Effect of Fe/Sn doping on the photocatalytic performance of multi-shelled ZnO microspheres: experimental and theoretical investigations

Abstract

A series of multi-shelled Fe³⁺/Sn⁴⁺-doped ZnO microspheres were synthesized by calcining carbon microspheres as sacrificial templates. The crystal structure, morphology and optical properties of prepared photocatalysts were investigated by X-ray Diffraction (XRD), Field Emission Scanning Electron Microscopy (FESEM), Scanning Transmission Electron Microscopy (STEM), X-ray Photoelectron Spectroscopy (XPS), UV-Vis absorption spectroscopy (UV-Vis DRS), Photoluminescence (PL) spectroscopy and transient photocurrent techniques.
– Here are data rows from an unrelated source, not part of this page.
PR #1458, opened 2025-01-30
fix!: replace StreamChatGenerics with module augmentation

arnautov-anton:
fix: `channel_role` has been removed from the type of the `members` parameter of the `Channel.inviteMembers` method
fix: properties `created_by` and `created_by_id` have been added to `ChannelData` and `ChannelQueryOptions` types

BREAKING CHANGES:
- dropped `StreamChatGenerics`, use `Custom<Entity>Data` to extend your types
- type `InviteOptions` has been renamed to `UpdateChannelOptions`
- type `UpdateChannelOptions` has been renamed to `UpdateChannelTypeRequest`
- type `ThreadResponseCustomData` has been renamed to `CustomThreadData`
- type `MarkAllReadOptions` has been deleted in favour of type `MarkChannelsReadOptions`
- type `QueryFilter` no longer supports `$ne` and `$nin` operators
- type `ChannelMembership` has been deleted in favour of type `ChannelMemberResponse`
- function `formatMessage` (`utils.ts`) no longer returns `__html` property in the formatted message output


src/types.ts
```diff
@@ -33,33 +38,19 @@ export type RequireOnlyOne<T, Keys extends keyof T = keyof T> = Pick<T, Exclude<
...
-  pollOptionType: UR;
-  pollType: UR;
-  reactionType: UR;
-  userType: UR;
-};
+export type UnknownType = UR; // alias to avoid breaking change
+
+export interface CustomAttachmentType {}
+export interface CustomChannelType {}
+export interface CustomCommandType {}
```
arnautov-anton, line 45: Might have to figure out a better way for this to work. Currently using `keyof CustomCommandType` to make it work with interface merging.

src/client.ts
```diff
@@ -1244,36 +1225,40 @@ export class StreamChat<StreamChatGenerics extends ExtendableGenerics = DefaultG
...
 
         /** Updating only available properties in _user object. */
-        for (const key in event.user) {
-          if (_user && key in _user) {
-            _user[key] = event.user[key];
+        for (const key in _user) {
+          const updateKey = key as keyof typeof _user;
+
+          if (updateKey in event.user) {
+            // @ts-expect-error it has an issue with this, not sure why
```
arnautov-anton, line 1256: 😬

src/types.ts
arnautov-anton: This right here: https://github.com/GetStream/stream-chat-js/pull/1458/files#diff-c54113cf61ec99691748a3890bfbeb00e10efb3f0a76f03a0fd9ec49072e410aR2124

Actual module augmentation would have to look something like:
```ts
// file.d.ts

import 'stream-chat';

declare module 'stream-chat' {
    interface CustomCommandType {
        customCommand: unknown;
        otherCustomCommand: unknown;
    }
}
```

src/poll.ts
```diff
@@ -83,36 +70,37 @@ export type PollOptionVotesQueryParams = {
 
 type OptionId = string;
 
-export type PollState<SCG extends ExtendableGenerics = DefaultGenerics> = SCG['pollType'] &
-  Omit<PollResponse<SCG>, 'own_votes' | 'id'> & {
+// FIXME: ideally this would work without the unknown record...
+export type PollState = (CustomPollType & Record<string, unknown>) &
```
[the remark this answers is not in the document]
myandrienko: Object type literals receive an implicit key signature by default. Interfaces don't. But I think it should be fine to just declare `CustomPollType` like this:

```ts
interface CustomPollType {
  [key: string]: unknown;
}
```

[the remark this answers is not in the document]
arnautov-anton: I did that prior to doing this nonsense but then - not sure what happened - chose current solution over this one. I believe I wanted to apply this as a default to all the other custom interfaces but that seemed to break the rest of the codebase (defined properties suddenly reporting `uknown` value when accessed). I'm not against it so I'll apply your suggestion.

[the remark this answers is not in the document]
arnautov-anton: Ah - maybe not - this new solution seems to filter some of the known properties for some reason:

With
```ts
interface CustomPollType {
  [key: string]: unknown;
}
```
we get this:
Screenshot 2025-02-04 at 4 59 24 PM

With existing solution we get all the properties as expected (including the merged custom one):
Screenshot 2025-02-04 at 5 01 51 PM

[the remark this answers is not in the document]
arnautov-anton: Nevermind, there's no need - the `PollResponse` type is already being extended [here](https://github.com/GetStream/stream-chat-js/pull/1458/files#diff-c54113cf61ec99691748a3890bfbeb00e10efb3f0a76f03a0fd9ec49072e410aR2942-R2943) so this second extension is useless - I'll remove it.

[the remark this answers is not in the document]
arnautov-anton: https://github.com/GetStream/stream-chat-js/pull/1458/commits/9ce44f75cca89f1249db7eab29b6e2d3a992aaff

src/types.ts
isekovanic: Looks good ! We're already doing similar things for other parts of the RN SDK (extending functionality and overloads) so this will come natural.

The entire change is breaking I assume, right ? What's the strategy to go about merging this when the time comes ? I suppose all SDKs would need to bump their major versions if they wish to upgrade their version of `stream-chat`. Although kind of large in size, the change seems easy to do (if generics were being used in the first place).

arnautov-anton: Yes, in case of React SDK we'd be releasing v13.0.0 which will bump its `stream-chat` peer to v9.0.0 - the peer of the SDK is currently bound to v8-something.

As for the migration - see this draft of a [migration guide here](https://github.com/GetStream/docs-content/pull/167), feel free to suggest enhancements. Not sure where it'll live yet, I assume both React and RN will be similar in terms of migration but I'm open to adding tabs to switch between RN and React.

src/types.ts
```diff
@@ -33,33 +38,19 @@ export type RequireOnlyOne<T, Keys extends keyof T = keyof T> = Pick<T, Exclude<
...
+export interface CustomEventType {}
+export interface CustomMemberType {}
+export interface CustomMessageType {}
+export interface CustomPollOptionType {}
+export interface CustomPollType {}
+export interface CustomReactionType {}
+export interface CustomUserType {}
+export interface CustomThreadType {}
```
arnautov-anton, line 53: As for the naming - are we happy with this? I'd personally drop the `Type` suffix as it does not really fit (being an interface). It's breaking either way. Personally - I'd either replace `Type` suffix with `Data` suffix or just remove the suffix altogether.

src/types.ts
isekovanic: That's fair - in that case we should pick it up earlier rather than later since `stream-chat` is a direct dependency for `stream-chat-react-native` (and not a peer one).

Since we'll likely have to do a V7 to go along with it as well, maybe we can do the same ? it should get rid of our pesky TS errors when there's a version mismatch (despite the fact it's a direct dependency).

fyi @oliverlaz

oliverlaz: @isekovanic I agree! 

We should have a similar guide, and also we need to update the following chapters:
- https://getstream.io/chat/docs/sdk/react/guides/typescript_and_generics/
- https://getstream.io/chat/docs/sdk/react-native/customization/typescript/

src/types.ts
oliverlaz: I like the `CustomXyzData` more. That's the term we use across our documentation.
Also, I think it would be good if we moved these to a `customTypes.ts` file. It should make it more obvious which types are meant to be extended.

arnautov-anton: [Done](https://github.com/GetStream/stream-chat-js/pull/1458/commits/093493604020cd283f4ab5827f6480dedefcc0e7). :)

FESEM and STEM images demonstrated that the samples had a multi-shelled structure and the doping elements were uniformly dispersed in the ZnO matrix. DRS and PL spectra and photocurrent measurements show that the Fe/Sn doped-ZnO samples exhibited higher visible absorption and lower recombination rates of photogenerated electron–hole (e⁻/h⁺) pairs. These advantages resulted in higher photodegradation efficiency of these catalysts towards methylene blue (MB) and ciprofloxacin (CIP). Moreover, the band structure and density of states of the un-doped ZnO and Fe/Sn-doped ZnO models with three different doping ratios were calculated based on the CASTEP code. The roles of the Fe³⁺/Sn⁴⁺ dopant in the ZnO matrix were found to be band gap control and electron density adjustment due to the Fe(3d) and Sn(5s, 5p) orbitals. This work has a certain reference value for constructing multi-shelled photocatalysts with doping modification and investigating the mechanism of enhanced photoactivity at the microscopic level.